I have written a python code for Needleman Wunsch algorithm. My code gives only one possible global alignment out of many possible global alignments between two DNA sequences. The code is:
import numpy as np
x = np.array(['T','C','G','T','C','C','T','T','C','A','T','T'])
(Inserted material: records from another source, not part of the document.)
PR #285, opened 2024-02-16
upgrade processor to grpc 1.4 (node 1.10)

bowenyang007:
https://github.com/aptos-labs/aptos-core/releases/tag/aptos-indexer-grpc-v1.4.0

Add new validator transaction handling and change signature parsing

also remove ModuleBundlePayload b/c protobuf doesn't support anymore. 

## Backfill
None

## Testing
in case of an unknown transaction
image

yay! it works for new types
image

### DIFF
--- a/rust/processor/src/utils/util.rs
+++ b/rust/processor/src/utils/util.rs
@@ -1,7 +1,7 @@
 // Copyright © Aptos Foundation
 // SPDX-License-Identifier: Apache-2.0
 
-use crate::models::property_map::{PropertyMap, TokenObjectPropertyMap};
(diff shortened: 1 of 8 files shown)


rust/processor/src/utils/util.rs
```diff
@@ -129,12 +139,6 @@ pub fn get_clean_payload(payload: &TransactionPayload, version: i64) -> Option<V
                 panic!()
             }))
         },
-        PayloadType::ModuleBundlePayload(inner) => {
```
rtso, line 132: why delete this?

bowenyang007: grpc doesn't have this anymore.

bowenyang007: it was part of the protobuf change.

rtso (approved):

y = np.array(['G','T','C','T','C','A','T','G'])
Match = 1
Mismatch = 0
Gap = -1
m = len(x)
n = len(y)
def S(a, b):
if (a == b):
return(Match)
else:
return(Mismatch)
F = np.zeros((m + 1, n + 1))
for i in range(0, (m + 1)):
F[i, 0] = Gap * i
for j in range(0, (n + 1)):
F[0, j] = Gap * j
for i in range(1, (m + 1)):
for j in range(1, (n + 1)):
D = F[i - 1, j - 1] + S(x[i - 1], y[j - 1])
V = F[i - 1, j] + Gap
H = F[i, j - 1] + Gap
F[i, j] = max(np.array([D, V, H]))
F
S1 = []
S2 = []
i = m
j = n
while (i > 0 or j > 0):
if (i > 0 and j > 0 and F[i, j] == F[i - 1, j - 1] + S(x[i - 1], y[j - 1])):
S1 = S1 + [x[i - 1]]
S2 = S2 + [y[j - 1]]
i = i - 1
j = j - 1
elif (i > 0 and F[i, j] == F[i - 1, j] + Gap):
S1 = S1 + [x[i - 1]]
S2 = S2 + ['-']
i = i - 1
else:
S1 = S1 + ['-']
S2 = S2 + [y[j - 1]]
j = j - 1
print(np.array([S1, S2]).reshape(2, len(S1)))
Now how to modify this code so as to get all possible alignments? Thanks in advance.
Well, the keywords should be dynamic programming, python.
In order to get all optimal solutions you have to maintain in each step $(i,j)$ a list $L(i,j)$ which shows where the maximum has been attained. There are three such possibilities: $(i-1,j), (i,j-1), (i-1,j-1)$ or simply north (n), west (w), and north-west (nw). Then you need a backtracking algorithm in order to traverse all possible paths in the list from $(m,n)$ to $(0,0)$.